__TASK__:
Isolate every line in the records below with "tokens" in it.

(Stored data)
----
PR #1328, opened 2026-08-14
feat(execution)!: require explicit native wrap swaps in solutions

tamaralipows:
[Task](https://propeller-heads.atlassian.net/browse/ENG-6255)

Supersedes #1279.

## Why remove instead of fix

Fixing the edge cases raised on #1279 made the insertion logic more and more complex until a red flag went off. The encoding-side insertion predates wrap/unwrap injection into the Tycho stream — now that a `native_wrapper` component is auto-injected, there is no reason to expect the encoder to fill ETH/WETH gaps.

The failing solutions were already complete, like this valid split:

```
        ┌──[70%]── WETH ──┐
USDT ───┤                 ├── USDC
        └──[rem]── ETH ───┘
```

In the flattened swap list the two branches sit next to each other, and the adjacency check injected a spurious 0% ETH→WETH wrap between them — failing split validation, or silently re-routing the payout when the wrapped token was the output.

## What the encoder does now

Solutions encode as given; wrap swaps are regular swap steps on the `native_wrapper` component. A solution with an ETH/WETH gap previously encoded without error as a single swap and reverted on-chain — the single-swap strategy now runs the same swap-path validation as the sequential and split strategies. Docs and migration guide updated. Breaking for any solver that relied on auto-insertion.


crates/tycho-execution/src/encoding/evm/tycho_encoders.rs
```diff
@@ -432,154 +368,160 @@ mod tests {
...
-            assert_eq!(solution.swaps().len(), 2);
-            assert_eq!(last_swap.token_in().address, eth());
-            assert_eq!(last_swap.token_out().address, weth());
-            assert_eq!(last_swap.component().protocol_system, "native_wrapper");
+            let encoded_solution = encoder
+                .encode_solution(&solution)
+                .unwrap();
+            assert!(encoded_solution
+                .function_signature()
+                .contains("splitSwap"));
```
Troshchk, line 488: Is it enough -- other asserts?

crates/tycho-execution/src/encoding/evm/tycho_encoders.rs
```diff
@@ -432,154 +368,160 @@ mod tests {
...
+        //
+        //       ┌──[70%]── WETH ──┐
+        // DAI ──┤                 ├── USDC
+        //       └──[rem]── ETH ───┘
         #[test]
-        fn test_add_missing_wrapped_eth_swap_in_the_end() {
-            // before adding swap: USDC -> ETH, WETH is the solution token_out
-            // after adding swap:  USDC -> ETH -> WETH
-
+        fn test_encode_split_solution_with_native_and_wrapped_branches() {
```
Troshchk, line 465: This is the only test which fails before the fix

crates/tycho-execution/src/encoding/evm/tycho_encoders.rs
Troshchk: Before this fix, this test fails with the current asserts. This assert is enough to test the fixed behaviour

docs/for-solvers/execution/encoding/README.md
```diff
@@ -296,7 +296,7 @@ that surplus beyond your quote reaches the receiver. Amounts between `minAmountO
 
 #### Native Tokens <a href="#native-tokens" id="native-tokens"></a>
 
-The encoder automatically bridges ETH↔WETH gaps anywhere in the swap path — at the start, end, or between swaps — using a dedicated WETH executor. Set `token_in` and `token_out` to the tokens the user actually holds and expects to receive, and the encoder inserts wrap/unwrap steps as needed. This works with protocols like Uniswap V4 that accept native ETH directly, with no extra configuration required.
+Wrapping and unwrapping are regular swap steps on the `native_wrapper` protocol, executed by a dedicated WETH executor. The Tycho stream injects a `native_wrapper` component on every chain, so routes cross between ETH and WETH through it like through any other pool — including with a split, to convert only part of a balance. The encoder does not insert these swaps for you: a solution that needs ETH or WETH where it only holds the counterpart, and carries no wrap swap, is rejected at validation.
```
tamaralipows: I think this doc can be clearer... it's putting a lot of focus on splits and using words like "counterpart". Not sure we need such detail, just say to make sure all swaps are connected as we expect...

Troshchk (approved):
----
__WORKED SOLUTION__:
 #### Native Tokens <a href="#native-tokens" id="native-tokens"></a>
-The encoder automatically bridges ETH↔WETH gaps anywhere in the swap path — at the start, end, or between swaps — using a dedicated WETH executor. Set `token_in` and `token_out` to the tokens the user actually holds and expects to receive, and the encoder inserts wrap/unwrap steps as needed. This works with protocols like Uniswap V4 that accept native ETH directly, with no extra configuration required.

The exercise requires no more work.